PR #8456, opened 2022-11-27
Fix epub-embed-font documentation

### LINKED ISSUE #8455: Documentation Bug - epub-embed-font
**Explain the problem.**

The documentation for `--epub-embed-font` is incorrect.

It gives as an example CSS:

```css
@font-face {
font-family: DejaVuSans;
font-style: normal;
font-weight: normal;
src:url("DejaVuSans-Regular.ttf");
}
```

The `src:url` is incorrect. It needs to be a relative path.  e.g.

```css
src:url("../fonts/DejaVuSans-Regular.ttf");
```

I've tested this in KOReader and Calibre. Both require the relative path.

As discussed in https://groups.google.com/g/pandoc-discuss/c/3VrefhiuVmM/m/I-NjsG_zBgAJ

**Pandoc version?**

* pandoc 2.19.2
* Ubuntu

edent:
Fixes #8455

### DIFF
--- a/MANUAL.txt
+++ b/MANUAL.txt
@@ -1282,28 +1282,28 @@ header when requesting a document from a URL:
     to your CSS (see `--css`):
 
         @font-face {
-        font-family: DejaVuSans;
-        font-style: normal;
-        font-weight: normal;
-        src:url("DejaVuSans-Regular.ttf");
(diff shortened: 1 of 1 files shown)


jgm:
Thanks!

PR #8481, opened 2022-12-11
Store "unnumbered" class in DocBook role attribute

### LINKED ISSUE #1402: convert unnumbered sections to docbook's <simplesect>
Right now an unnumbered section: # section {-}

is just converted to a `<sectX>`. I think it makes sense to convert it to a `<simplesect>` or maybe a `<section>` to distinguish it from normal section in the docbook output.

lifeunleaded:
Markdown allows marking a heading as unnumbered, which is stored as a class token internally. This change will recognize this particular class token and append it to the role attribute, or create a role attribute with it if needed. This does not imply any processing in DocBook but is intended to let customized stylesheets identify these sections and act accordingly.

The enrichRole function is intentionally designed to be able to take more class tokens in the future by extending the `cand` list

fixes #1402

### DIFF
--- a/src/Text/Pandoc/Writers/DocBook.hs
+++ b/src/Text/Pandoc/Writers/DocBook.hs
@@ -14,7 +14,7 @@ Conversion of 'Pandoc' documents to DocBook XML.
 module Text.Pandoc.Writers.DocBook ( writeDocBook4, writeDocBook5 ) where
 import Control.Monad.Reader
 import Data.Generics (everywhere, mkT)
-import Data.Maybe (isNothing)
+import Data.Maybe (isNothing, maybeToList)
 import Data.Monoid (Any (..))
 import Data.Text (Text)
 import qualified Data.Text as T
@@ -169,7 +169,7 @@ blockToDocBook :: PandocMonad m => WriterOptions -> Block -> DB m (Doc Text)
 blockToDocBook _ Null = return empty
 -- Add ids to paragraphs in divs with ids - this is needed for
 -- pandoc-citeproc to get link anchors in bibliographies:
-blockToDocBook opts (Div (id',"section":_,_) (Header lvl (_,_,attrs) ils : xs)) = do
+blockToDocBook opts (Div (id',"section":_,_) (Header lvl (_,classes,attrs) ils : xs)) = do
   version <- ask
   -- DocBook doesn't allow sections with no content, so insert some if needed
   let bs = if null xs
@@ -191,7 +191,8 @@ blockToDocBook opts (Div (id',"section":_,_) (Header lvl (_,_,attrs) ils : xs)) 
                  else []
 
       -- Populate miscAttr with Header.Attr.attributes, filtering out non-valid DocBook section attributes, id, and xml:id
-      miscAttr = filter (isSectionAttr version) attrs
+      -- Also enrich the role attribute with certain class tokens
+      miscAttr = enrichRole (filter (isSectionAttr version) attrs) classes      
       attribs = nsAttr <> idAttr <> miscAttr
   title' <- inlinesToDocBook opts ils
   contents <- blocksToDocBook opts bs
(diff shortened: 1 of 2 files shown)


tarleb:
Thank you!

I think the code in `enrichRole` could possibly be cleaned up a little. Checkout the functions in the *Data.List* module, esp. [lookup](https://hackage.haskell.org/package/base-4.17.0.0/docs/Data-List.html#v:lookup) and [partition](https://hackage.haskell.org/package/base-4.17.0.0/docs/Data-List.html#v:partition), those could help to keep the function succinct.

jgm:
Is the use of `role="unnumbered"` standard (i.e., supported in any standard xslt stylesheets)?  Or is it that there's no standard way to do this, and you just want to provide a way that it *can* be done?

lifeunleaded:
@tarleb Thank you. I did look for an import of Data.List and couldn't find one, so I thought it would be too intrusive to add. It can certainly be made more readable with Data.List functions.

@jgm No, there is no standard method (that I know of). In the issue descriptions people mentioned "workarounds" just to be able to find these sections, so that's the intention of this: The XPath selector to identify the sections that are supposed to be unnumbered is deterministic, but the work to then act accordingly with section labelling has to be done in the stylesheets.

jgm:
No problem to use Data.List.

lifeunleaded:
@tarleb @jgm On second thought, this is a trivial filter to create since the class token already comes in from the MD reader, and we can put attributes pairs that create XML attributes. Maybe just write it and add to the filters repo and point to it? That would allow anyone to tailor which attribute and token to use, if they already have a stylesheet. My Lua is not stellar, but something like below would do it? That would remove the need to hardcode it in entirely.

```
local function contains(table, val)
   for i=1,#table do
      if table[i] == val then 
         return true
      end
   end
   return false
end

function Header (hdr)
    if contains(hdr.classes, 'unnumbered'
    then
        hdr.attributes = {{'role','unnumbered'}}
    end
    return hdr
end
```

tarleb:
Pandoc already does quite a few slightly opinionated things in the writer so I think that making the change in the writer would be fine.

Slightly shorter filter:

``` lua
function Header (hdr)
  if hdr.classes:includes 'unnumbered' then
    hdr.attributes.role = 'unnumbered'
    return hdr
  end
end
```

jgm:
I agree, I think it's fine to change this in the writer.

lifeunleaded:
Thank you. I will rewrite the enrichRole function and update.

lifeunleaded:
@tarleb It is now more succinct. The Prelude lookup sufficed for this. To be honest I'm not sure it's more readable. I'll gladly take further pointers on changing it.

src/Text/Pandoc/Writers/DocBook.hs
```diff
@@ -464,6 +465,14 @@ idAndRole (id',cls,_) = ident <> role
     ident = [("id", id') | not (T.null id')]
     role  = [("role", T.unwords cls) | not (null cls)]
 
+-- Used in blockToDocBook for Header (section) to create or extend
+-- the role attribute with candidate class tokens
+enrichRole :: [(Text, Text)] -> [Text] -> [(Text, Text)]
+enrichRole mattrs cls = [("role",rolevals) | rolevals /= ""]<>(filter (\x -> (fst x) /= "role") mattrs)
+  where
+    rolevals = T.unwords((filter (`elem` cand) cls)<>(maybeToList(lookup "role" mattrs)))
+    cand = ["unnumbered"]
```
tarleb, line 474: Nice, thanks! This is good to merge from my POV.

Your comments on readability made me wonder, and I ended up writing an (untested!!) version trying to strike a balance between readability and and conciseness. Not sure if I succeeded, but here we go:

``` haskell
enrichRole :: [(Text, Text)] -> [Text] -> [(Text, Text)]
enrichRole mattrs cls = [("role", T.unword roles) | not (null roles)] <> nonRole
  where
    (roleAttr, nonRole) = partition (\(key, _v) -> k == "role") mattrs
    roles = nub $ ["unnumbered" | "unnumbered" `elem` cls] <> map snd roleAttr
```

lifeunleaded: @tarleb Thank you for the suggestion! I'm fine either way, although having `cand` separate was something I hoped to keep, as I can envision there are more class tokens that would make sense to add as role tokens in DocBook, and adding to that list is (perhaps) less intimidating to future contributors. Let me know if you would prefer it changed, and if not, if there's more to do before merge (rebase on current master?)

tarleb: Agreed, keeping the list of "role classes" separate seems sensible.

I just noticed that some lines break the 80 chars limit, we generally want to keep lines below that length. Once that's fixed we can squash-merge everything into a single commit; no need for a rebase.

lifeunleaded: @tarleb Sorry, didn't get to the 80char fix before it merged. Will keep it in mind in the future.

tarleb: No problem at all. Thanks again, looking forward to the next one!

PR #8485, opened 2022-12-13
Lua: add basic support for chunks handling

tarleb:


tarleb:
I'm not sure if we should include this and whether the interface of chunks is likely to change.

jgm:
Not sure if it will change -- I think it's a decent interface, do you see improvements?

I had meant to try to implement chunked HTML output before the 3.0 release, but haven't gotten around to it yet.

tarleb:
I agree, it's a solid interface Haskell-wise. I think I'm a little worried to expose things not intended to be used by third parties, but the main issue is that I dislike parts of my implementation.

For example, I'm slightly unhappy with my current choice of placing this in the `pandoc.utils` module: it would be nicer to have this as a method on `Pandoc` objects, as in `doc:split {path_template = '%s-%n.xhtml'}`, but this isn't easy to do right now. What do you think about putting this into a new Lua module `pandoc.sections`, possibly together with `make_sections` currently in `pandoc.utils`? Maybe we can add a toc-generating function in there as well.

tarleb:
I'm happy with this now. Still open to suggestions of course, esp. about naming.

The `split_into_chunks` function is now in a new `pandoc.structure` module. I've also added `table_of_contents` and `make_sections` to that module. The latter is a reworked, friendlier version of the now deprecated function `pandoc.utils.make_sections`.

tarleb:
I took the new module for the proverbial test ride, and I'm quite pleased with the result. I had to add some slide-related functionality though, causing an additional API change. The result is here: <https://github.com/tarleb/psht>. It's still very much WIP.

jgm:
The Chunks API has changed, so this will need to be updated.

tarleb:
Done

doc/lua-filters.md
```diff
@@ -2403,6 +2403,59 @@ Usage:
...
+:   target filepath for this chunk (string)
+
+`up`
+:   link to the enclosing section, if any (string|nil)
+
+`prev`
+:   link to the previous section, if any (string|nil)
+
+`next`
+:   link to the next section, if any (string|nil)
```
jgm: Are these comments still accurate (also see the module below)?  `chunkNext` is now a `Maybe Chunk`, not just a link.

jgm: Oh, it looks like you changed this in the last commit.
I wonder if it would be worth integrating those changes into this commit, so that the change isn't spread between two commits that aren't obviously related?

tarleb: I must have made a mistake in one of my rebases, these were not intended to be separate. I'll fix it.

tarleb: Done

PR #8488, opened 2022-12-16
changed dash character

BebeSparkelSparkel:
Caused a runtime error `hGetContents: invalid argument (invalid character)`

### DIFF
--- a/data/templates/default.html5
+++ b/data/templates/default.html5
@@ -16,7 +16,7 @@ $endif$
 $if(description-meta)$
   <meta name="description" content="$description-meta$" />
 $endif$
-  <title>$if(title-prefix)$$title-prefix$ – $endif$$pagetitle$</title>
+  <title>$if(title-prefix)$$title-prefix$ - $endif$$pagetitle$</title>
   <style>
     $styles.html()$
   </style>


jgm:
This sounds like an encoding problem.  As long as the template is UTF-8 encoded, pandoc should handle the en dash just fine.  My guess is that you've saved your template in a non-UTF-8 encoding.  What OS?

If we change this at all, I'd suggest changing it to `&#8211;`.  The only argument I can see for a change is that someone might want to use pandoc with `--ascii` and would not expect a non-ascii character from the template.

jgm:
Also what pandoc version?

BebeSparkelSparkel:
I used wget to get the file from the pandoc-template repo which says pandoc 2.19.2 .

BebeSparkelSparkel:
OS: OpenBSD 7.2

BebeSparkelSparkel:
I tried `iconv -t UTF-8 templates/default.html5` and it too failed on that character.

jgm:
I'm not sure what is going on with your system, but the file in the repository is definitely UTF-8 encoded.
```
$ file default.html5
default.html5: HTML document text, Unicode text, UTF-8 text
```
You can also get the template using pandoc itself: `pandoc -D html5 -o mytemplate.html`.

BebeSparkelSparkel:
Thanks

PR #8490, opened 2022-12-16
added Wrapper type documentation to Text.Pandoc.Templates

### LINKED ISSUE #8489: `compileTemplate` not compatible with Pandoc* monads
--------------------------------------------------
_Exercise prompt_. List the lines of the entries that include "epub".

_Your solution_.
Fix epub-embed-font documentation
### LINKED ISSUE #8455: Documentation Bug - epub-embed-font
The documentation for `--epub-embed-font` is incorrect.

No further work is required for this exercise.